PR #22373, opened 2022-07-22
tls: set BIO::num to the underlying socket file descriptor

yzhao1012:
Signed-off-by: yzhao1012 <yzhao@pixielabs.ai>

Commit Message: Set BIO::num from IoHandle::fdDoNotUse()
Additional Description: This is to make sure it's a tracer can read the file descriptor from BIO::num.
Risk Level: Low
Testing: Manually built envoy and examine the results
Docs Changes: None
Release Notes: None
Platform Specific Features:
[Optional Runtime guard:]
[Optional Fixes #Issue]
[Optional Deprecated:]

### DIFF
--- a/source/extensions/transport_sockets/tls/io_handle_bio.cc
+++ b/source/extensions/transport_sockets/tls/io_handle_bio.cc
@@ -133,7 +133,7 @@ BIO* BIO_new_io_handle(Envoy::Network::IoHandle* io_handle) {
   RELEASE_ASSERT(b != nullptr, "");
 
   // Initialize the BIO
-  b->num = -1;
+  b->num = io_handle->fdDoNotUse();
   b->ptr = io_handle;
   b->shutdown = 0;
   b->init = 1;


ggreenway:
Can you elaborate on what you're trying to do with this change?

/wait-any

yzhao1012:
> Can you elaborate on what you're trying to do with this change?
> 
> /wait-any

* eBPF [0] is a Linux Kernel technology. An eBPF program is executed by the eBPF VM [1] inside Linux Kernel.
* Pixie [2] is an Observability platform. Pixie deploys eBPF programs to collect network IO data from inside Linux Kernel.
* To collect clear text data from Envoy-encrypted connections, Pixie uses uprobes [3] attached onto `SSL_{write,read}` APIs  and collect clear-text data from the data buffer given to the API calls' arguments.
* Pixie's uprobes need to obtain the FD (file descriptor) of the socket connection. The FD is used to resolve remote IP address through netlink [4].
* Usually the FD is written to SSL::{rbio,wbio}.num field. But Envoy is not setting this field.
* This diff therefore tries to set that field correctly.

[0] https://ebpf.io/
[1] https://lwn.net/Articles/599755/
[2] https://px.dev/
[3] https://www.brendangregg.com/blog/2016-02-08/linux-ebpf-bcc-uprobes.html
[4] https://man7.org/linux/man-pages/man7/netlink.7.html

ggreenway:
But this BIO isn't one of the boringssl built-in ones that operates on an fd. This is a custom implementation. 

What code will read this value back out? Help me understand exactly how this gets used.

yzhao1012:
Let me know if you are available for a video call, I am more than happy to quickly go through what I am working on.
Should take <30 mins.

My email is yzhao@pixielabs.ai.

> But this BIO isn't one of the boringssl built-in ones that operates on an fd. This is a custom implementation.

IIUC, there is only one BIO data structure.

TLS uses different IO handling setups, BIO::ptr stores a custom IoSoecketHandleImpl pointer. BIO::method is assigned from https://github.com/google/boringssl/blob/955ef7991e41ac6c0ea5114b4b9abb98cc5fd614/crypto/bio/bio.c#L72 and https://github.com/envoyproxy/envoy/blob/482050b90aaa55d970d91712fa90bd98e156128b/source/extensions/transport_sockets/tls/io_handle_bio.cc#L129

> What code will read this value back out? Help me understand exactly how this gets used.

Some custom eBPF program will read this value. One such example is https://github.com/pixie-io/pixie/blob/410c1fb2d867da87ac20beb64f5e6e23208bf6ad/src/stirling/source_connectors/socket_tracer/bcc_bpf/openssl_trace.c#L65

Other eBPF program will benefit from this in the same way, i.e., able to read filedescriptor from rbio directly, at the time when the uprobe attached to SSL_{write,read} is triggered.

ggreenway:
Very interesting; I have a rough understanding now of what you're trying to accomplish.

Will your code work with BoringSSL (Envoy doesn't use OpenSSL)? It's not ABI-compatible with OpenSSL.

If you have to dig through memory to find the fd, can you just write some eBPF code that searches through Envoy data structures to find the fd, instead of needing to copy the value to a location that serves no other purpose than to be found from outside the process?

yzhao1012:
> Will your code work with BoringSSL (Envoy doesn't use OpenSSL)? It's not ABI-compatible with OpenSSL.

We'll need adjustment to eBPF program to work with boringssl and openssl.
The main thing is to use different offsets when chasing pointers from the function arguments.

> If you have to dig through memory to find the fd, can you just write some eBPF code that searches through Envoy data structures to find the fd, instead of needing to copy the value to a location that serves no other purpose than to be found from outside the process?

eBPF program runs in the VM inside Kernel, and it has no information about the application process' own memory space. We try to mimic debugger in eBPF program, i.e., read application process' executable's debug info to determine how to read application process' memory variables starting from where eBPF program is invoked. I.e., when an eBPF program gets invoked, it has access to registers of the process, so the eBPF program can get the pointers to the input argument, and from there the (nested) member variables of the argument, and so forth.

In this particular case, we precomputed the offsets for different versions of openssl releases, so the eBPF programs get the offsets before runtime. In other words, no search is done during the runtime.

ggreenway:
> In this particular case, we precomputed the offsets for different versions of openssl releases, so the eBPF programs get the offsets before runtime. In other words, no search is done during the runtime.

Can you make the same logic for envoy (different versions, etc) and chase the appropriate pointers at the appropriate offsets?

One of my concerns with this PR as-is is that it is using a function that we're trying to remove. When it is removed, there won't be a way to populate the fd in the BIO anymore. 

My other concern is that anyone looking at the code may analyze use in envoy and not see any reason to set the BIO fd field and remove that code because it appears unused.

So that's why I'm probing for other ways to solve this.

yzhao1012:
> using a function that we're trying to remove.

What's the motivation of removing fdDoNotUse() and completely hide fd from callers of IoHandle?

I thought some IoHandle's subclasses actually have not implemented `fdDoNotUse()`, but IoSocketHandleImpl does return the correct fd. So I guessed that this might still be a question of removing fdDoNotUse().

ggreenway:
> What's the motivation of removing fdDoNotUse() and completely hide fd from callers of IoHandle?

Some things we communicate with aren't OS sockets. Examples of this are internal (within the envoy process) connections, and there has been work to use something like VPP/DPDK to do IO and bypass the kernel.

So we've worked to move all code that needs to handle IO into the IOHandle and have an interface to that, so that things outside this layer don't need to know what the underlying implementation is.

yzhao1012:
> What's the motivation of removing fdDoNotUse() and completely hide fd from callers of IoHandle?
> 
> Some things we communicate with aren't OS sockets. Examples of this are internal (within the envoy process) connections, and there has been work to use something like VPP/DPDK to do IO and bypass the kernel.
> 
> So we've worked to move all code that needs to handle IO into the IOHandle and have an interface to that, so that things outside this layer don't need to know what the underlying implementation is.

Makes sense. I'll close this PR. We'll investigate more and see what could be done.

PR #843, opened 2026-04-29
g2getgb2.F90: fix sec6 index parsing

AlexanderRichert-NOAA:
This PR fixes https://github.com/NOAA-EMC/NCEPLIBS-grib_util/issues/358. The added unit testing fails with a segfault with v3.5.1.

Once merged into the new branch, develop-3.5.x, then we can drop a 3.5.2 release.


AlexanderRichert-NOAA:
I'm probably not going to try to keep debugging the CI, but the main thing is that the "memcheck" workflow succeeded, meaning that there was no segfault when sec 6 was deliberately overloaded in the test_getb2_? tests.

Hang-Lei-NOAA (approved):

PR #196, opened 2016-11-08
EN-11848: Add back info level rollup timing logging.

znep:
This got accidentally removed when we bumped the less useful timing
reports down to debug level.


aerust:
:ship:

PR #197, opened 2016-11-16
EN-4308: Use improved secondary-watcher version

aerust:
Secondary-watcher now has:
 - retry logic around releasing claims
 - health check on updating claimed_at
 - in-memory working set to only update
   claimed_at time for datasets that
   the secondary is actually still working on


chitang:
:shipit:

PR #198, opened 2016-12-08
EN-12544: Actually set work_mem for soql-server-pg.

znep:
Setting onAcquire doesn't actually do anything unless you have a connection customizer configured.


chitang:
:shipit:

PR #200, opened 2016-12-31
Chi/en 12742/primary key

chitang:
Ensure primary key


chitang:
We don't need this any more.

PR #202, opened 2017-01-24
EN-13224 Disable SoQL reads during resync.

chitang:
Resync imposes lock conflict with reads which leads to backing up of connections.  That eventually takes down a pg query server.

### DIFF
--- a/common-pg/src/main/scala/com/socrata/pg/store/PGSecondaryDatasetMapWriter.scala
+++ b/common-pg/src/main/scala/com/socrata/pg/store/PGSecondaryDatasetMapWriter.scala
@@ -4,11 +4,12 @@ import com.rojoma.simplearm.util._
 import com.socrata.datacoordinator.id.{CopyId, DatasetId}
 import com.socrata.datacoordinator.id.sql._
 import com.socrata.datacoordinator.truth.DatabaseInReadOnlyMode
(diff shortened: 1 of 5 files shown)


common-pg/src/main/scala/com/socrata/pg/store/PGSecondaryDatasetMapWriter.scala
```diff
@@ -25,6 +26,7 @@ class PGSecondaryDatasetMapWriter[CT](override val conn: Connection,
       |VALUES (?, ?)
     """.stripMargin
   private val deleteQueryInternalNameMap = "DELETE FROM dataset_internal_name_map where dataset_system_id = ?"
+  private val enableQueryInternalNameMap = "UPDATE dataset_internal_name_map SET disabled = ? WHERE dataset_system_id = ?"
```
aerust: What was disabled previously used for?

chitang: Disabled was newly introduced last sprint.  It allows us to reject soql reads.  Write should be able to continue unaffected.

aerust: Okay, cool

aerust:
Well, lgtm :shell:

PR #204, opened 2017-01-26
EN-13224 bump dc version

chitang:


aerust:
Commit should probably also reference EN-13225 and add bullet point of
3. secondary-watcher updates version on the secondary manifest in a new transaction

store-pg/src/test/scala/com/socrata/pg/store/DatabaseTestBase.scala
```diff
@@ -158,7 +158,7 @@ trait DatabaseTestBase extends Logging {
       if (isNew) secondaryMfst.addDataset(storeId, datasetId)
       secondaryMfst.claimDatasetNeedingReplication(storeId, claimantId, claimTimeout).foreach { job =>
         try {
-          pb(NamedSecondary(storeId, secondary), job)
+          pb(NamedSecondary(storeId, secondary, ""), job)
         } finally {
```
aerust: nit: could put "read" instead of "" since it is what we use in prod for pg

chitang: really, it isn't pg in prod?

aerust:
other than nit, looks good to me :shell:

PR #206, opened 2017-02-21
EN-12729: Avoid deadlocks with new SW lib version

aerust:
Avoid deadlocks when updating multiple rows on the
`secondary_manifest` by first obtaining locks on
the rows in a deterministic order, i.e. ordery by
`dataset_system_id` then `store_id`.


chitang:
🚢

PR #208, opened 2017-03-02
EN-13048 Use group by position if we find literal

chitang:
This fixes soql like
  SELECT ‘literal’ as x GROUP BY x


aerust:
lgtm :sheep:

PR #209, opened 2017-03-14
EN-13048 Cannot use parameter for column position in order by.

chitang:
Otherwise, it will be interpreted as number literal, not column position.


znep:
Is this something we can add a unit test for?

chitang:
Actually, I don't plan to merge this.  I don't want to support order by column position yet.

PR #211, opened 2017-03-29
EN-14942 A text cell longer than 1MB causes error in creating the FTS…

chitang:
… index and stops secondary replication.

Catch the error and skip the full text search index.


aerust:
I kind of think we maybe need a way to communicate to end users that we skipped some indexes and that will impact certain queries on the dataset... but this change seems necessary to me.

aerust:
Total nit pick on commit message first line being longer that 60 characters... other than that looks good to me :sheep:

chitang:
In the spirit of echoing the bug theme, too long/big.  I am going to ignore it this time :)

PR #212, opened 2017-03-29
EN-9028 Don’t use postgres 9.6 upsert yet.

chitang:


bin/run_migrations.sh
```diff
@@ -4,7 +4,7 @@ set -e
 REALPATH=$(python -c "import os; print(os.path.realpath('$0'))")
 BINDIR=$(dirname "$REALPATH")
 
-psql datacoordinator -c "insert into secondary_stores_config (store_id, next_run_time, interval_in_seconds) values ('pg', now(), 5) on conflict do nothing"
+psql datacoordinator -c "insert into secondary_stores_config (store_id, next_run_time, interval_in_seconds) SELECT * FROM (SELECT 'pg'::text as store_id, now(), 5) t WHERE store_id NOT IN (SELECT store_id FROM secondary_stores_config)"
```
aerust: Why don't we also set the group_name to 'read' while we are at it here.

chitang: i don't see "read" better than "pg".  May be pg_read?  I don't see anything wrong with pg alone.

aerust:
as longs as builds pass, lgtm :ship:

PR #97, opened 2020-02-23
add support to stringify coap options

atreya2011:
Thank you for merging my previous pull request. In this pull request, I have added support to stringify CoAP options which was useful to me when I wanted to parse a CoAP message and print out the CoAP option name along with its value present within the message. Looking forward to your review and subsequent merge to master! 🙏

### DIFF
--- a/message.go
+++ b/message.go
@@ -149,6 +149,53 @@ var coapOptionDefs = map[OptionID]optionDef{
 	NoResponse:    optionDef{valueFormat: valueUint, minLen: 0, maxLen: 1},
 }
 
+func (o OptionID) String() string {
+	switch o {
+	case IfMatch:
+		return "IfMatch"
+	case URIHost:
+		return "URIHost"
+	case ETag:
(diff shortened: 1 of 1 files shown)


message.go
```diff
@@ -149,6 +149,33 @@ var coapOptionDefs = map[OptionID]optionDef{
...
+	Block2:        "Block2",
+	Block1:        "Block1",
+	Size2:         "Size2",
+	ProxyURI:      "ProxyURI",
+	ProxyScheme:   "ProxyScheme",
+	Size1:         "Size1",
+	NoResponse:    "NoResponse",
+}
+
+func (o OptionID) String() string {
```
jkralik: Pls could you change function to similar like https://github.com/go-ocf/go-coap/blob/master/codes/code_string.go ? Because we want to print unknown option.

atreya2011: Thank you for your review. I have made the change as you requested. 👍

========

**Aim of the task**
Those lines of the records that contain the string "precomputed" should be identified and copied.

**Answer to the problem**
In this particular case, we precomputed the offsets for different versions of openssl releases, so the eBPF programs get the offsets before runtime. In other words, no search is done during the runtime.
> In this particular case, we precomputed the offsets for different versions of openssl releases, so the eBPF programs get the offsets before runtime. In other words, no search is done during the runtime.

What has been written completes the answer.